-------- Extracted data
PR #357, opened 2015-09-10
BUG Fixing duplicate tags missing, and ordering of tags.

halkyon:
If multiple tags point to the same revision, these get skipped due to
internally storing revisions by SHA.

Also, tags would show in the reverse order, this changes it so newer
tags appear first in tag listings in the deploy form.

### DIFF
--- a/code/model/DNReferenceList.php
+++ b/code/model/DNReferenceList.php
@@ -141,13 +141,13 @@ class DNReferenceList extends ArrayList {
 			}
 
 			if($this->getTags) {
-				$builds[$reference->getCommitHash()] = DNTag::create($reference, $this->project, $this->data);
-
+				$builds[] = DNTag::create($reference, $this->project, $this->data);
 			} else {
 				$name = $this->reference ? $this->reference->getName() : '';
-				$builds[$reference->getHash()] = DNCommit::create($reference, $this->project, $this->data, $name);
+				$builds[] = DNCommit::create($reference, $this->project, $this->data, $name);
 			}
 		}
+
 		return $builds;
 	}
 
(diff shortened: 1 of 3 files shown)


code/model/DNReferenceList.php
```diff
@@ -141,13 +141,18 @@ protected function getReferences() {
 			}
 
 			if($this->getTags) {
-				$builds[$reference->getCommitHash()] = DNTag::create($reference, $this->project, $this->data);
-
+				$builds[] = DNTag::create($reference, $this->project, $this->data);
 			} else {
 				$name = $this->reference ? $this->reference->getName() : '';
-				$builds[$reference->getHash()] = DNCommit::create($reference, $this->project, $this->data, $name);
+				$builds[] = DNCommit::create($reference, $this->project, $this->data, $name);
```
mateusz: Can you check if commit deduplication in the "redeploy" section still works?

code/model/DNReferenceList.php
```diff
@@ -141,13 +141,18 @@ protected function getReferences() {
...
 			}
 		}
+
+		// reverse the array so tags show with latest first.
+		if($this->getTags) {
+			return array_reverse($builds);
```
mateusz: Should commits not also be sorted in the same way if the tags are? Should be consistent I think.

halkyon: Probably. I'll fix it.

code/model/DNReferenceList.php
```diff
@@ -141,13 +141,18 @@ protected function getReferences() {
 			}
 
 			if($this->getTags) {
-				$builds[$reference->getCommitHash()] = DNTag::create($reference, $this->project, $this->data);
```
mateusz: Actually, why can't we just use the tag name as a hash key here? You wouldn't then need to loop through everything down below.

halkyon: hmm, ok. I guess that makes sense. I'll have a look.

PR #359, opened 2015-09-11
Remove the need to "Verify deployment" button.

halkyon:
Having this button just for admins confuses things, since the end users
don't get this button. It's not necessary, as you can just toggle the
"Force full deployment" checkbox before deploying.


mateusz:
It's there for a reason - its operation is based on the fact that you need to feed it into the planning phase. Now that you've removed the verify button it's state will usually not make it to the backend (nor to the confirmation step) so you will not be able to force full deploy anymore.

PR #5108, opened 2023-07-16
Tuya Number Scaling

### LINKED ISSUE #4309: Scaling for Tuya number component
### The problem

The device sends values that are scaled by 10. I want to write these values to a number (to display in the frontend and change) and then send them back using the same number. The number component doesn't allow scaling like the sensor component.

2023.2.0

Home Assistant Add-on

_No response_

ESP8266

### Board

_No response_

Tuya number

### Example YAML snippet

_No response_

_No response_

### Additional information

There is the option to write the number to a global variable and display it as a sensor template, but this creates two entities of the same number. If the number component would have a scaling option, it would make the code much cleaner and easier to use.
This, in my opinion is a very common feature for others that are using Tuya MCU or something similar where values are multiplied to only use integers instead of float.

InvncibiltyCloak:

Uses the Tuya Number component's step as the scaling from ESPHome float to Tuya integer.

In the Tuya ecosystem, all numeric datapoints are integers. Therefore, if the value needs to include floating point precision, the value has a scaling factor applied. For example, a pH reading from 0.00 to 15.00 is reported as integers from 0 to 1500 with a scaling of 0.01. 

Currently in ESPHome the Tuya Number component has no support for scaling. However, this concept is effectively already built into the Number component with the Step parameter capturing the intent. 

This PR changes the behavior of Tuya Number to use the Step parameter as the scaling for the displayed number. 

## Types of changes

- [ ] Other

**Related issue or feature (if applicable):** fixes esphome/issues#4309

**Pull request in [esphome-docs](https://github.com/esphome/esphome-docs) with documentation (if applicable):** esphome/esphome-docs#3075

## Test Environment

- [ ] ESP32
- [ ] ESP32 IDF
- [x] ESP8266
- [ ] RP2040

```yaml
# Example config.yaml
tuya:
  id: tuya_mcu

number:
  - platform: tuya
    name: "pH Low Limit"
    number_datapoint: 108
    min_value: 0
    max_value: 15
    step: 0.01
```

## Checklist:


InvncibiltyCloak:
Not sure if this one would be considered a breaking change.
It definitely affects existing config files if people were using `step` values other than 1.

But considering the behavior was mostly unusable with `step < 1` (decimal places get truncated to integers for Tuya), it seems unlikely anyone would care. I would try to class it as a "New Feature".

prigorus:
Is there any chance to push this feature? I am waiting some time for this and would really help me.

ssieb (approved):

PR #5110, opened 2023-07-17
Dashboard: use Popen() on Windows

kuba2k2:

The PR adds a Popen()-based process spawning method to the Dashboard code, so that the dashboard can be tested on Windows. Nothing changes for Linux/Docker users, it only adds Windows compatibility (which would raise a Python exception prior to that).

Windows doesn't support non-blocking pipes; use Popen() with a reading thread instead.

## Types of changes

- [ ] Other

## Test Environment

- [x] ESP32
- [ ] ESP32 IDF
- [ ] ESP8266
- [ ] RP2040

## Checklist:

### DIFF
--- a/esphome/dashboard/dashboard.py
+++ b/esphome/dashboard/dashboard.py
@@ -25,6 +25,7 @@ import tornado.ioloop
 import tornado.iostream
 import tornado.netutil
 import tornado.process
+import tornado.queues
 import tornado.web
 import tornado.websocket
 import yaml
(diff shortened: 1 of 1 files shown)


jesserockz:
Just gave this a quick test on windows and it prints an exit code of 0 way before the process is finished
image

kuba2k2:
That could mean that readline() can return an empty line even if the process is running. I'll give it a fix. On my machine though, there was no problems whatsoever.

kuba2k2:
That should fix it, I've added a check to make sure the process has terminated, before closing the thread.

jesserockz (approved):
Thanks!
----------------
* Your goal:
What you return must be the entries, given again word for word.

* Task answer:
PR #357, opened 2015-09-10
BUG Fixing duplicate tags missing, and ordering of tags.

halkyon:
If multiple tags point to the same revision, these get skipped due to
internally storing revisions by SHA.

Also, tags would show in the reverse order, this changes it so newer
tags appear first in tag listings in the deploy form.

### DIFF
--- a/code/model/DNReferenceList.php
+++ b/code/model/DNReferenceList.php
@@ -141,13 +141,13 @@ class DNReferenceList extends ArrayList {
 			}
 
 			if($this->getTags) {
-				$builds[$reference->getCommitHash()] = DNTag::create($reference, $this->project, $this->data);
-
+				$builds[] = DNTag::create($reference, $this->project, $this->data);
 			} else {
 				$name = $this->reference ? $this->reference->getName() : '';
-				$builds[$reference->getHash()] = DNCommit::create($reference, $this->project, $this->data, $name);
+				$builds[] = DNCommit::create($reference, $this->project, $this->data, $name);
 			}
 		}
+
 		return $builds;
 	}
 
(diff shortened: 1 of 3 files shown)


code/model/DNReferenceList.php
```diff
@@ -141,13 +141,18 @@ protected function getReferences() {
 			}
 
 			if($this->getTags) {
-				$builds[$reference->getCommitHash()] = DNTag::create($reference, $this->project, $this->data);
-
+				$builds[] = DNTag::create($reference, $this->project, $this->data);
 			} else {
 				$name = $this->reference ? $this->reference->getName() : '';
-				$builds[$reference->getHash()] = DNCommit::create($reference, $this->project, $this->data, $name);
+				$builds[] = DNCommit::create($reference, $this->project, $this->data, $name);
```
mateusz: Can you check if commit deduplication in the "redeploy" section still works?

code/model/DNReferenceList.php
```diff
@@ -141,13 +141,18 @@ protected function getReferences() {
...
 			}
 		}
+
+		// reverse the array so tags show with latest first.
+		if($this->getTags) {
+			return array_reverse($builds);
```
mateusz: Should commits not also be sorted in the same way if the tags are? Should be consistent I think.

halkyon: Probably. I'll fix it.

code/model/DNReferenceList.php
```diff
@@ -141,13 +141,18 @@ protected function getReferences() {
 			}
 
 			if($this->getTags) {
-				$builds[$reference->getCommitHash()] = DNTag::create($reference, $this->project, $this->data);
```
mateusz: Actually, why can't we just use the tag name as a hash key here? You wouldn't then need to loop through everything down below.

halkyon: hmm, ok. I guess that makes sense. I'll have a look.

PR #359, opened 2015-09-11
Remove the need to "Verify deployment" button.

halkyon:
Having this button just for admins confuses things, since the end users
don't get this button. It's not necessary, as you can just toggle the
"Force full deployment" checkbox before deploying.


mateusz:
It's there for a reason - its operation is based on the fact that you need to feed it into the planning phase. Now that you've removed the verify button it's state will usually not make it to the backend (nor to the confirmation step) so you will not be able to force full deploy anymore.

PR #5108, opened 2023-07-16
Tuya Number Scaling

### LINKED ISSUE #4309: Scaling for Tuya number component
### The problem

The device sends values that are scaled by 10. I want to write these values to a number (to display in the frontend and change) and then send them back using the same number. The number component doesn't allow scaling like the sensor component.

2023.2.0

Home Assistant Add-on

_No response_

ESP8266

### Board

_No response_

Tuya number

### Example YAML snippet

_No response_

_No response_

### Additional information

There is the option to write the number to a global variable and display it as a sensor template, but this creates two entities of the same number. If the number component would have a scaling option, it would make the code much cleaner and easier to use.
This, in my opinion is a very common feature for others that are using Tuya MCU or something similar where values are multiplied to only use integers instead of float.

InvncibiltyCloak:

Uses the Tuya Number component's step as the scaling from ESPHome float to Tuya integer.

In the Tuya ecosystem, all numeric datapoints are integers. Therefore, if the value needs to include floating point precision, the value has a scaling factor applied. For example, a pH reading from 0.00 to 15.00 is reported as integers from 0 to 1500 with a scaling of 0.01. 

Currently in ESPHome the Tuya Number component has no support for scaling. However, this concept is effectively already built into the Number component with the Step parameter capturing the intent. 

This PR changes the behavior of Tuya Number to use the Step parameter as the scaling for the displayed number. 

## Types of changes

- [ ] Other

**Related issue or feature (if applicable):** fixes esphome/issues#4309

**Pull request in [esphome-docs](https://github.com/esphome/esphome-docs) with documentation (if applicable):** esphome/esphome-docs#3075

## Test Environment

- [ ] ESP32
- [ ] ESP32 IDF
- [x] ESP8266
- [ ] RP2040

```yaml
# Example config.yaml
tuya:
  id: tuya_mcu

number:
  - platform: tuya
    name: "pH Low Limit"
    number_datapoint: 108
    min_value: 0
    max_value: 15
    step: 0.01
```

## Checklist:


InvncibiltyCloak:
Not sure if this one would be considered a breaking change.
It definitely affects existing config files if people were using `step` values other than 1.

But considering the behavior was mostly unusable with `step < 1` (decimal places get truncated to integers for Tuya), it seems unlikely anyone would care. I would try to class it as a "New Feature".

prigorus:
Is there any chance to push this feature? I am waiting some time for this and would really help me.

ssieb (approved):

PR #5110, opened 2023-07-17
Dashboard: use Popen() on Windows

kuba2k2:

The PR adds a Popen()-based process spawning method to the Dashboard code, so that the dashboard can be tested on Windows. Nothing changes for Linux/Docker users, it only adds Windows compatibility (which would raise a Python exception prior to that).

Windows doesn't support non-blocking pipes; use Popen() with a reading thread instead.

## Types of changes

- [ ] Other

## Test Environment

- [x] ESP32
- [ ] ESP32 IDF
- [ ] ESP8266
- [ ] RP2040

## Checklist:

### DIFF
--- a/esphome/dashboard/dashboard.py
+++ b/esphome/dashboard/dashboard.py
@@ -25,6 +25,7 @@ import tornado.ioloop
 import tornado.iostream
 import tornado.netutil
 import tornado.process
+import tornado.queues
 import tornado.web
 import tornado.websocket
 import yaml
(diff shortened: 1 of 1 files shown)


jesserockz:
Just gave this a quick test on windows and it prints an exit code of 0 way before the process is finished
image

kuba2k2:
That could mean that readline() can return an empty line even if the process is running. I'll give it a fix. On my machine though, there was no problems whatsoever.

kuba2k2:
That should fix it, I've added a check to make sure the process has terminated, before closing the thread.

jesserockz (approved):
Thanks!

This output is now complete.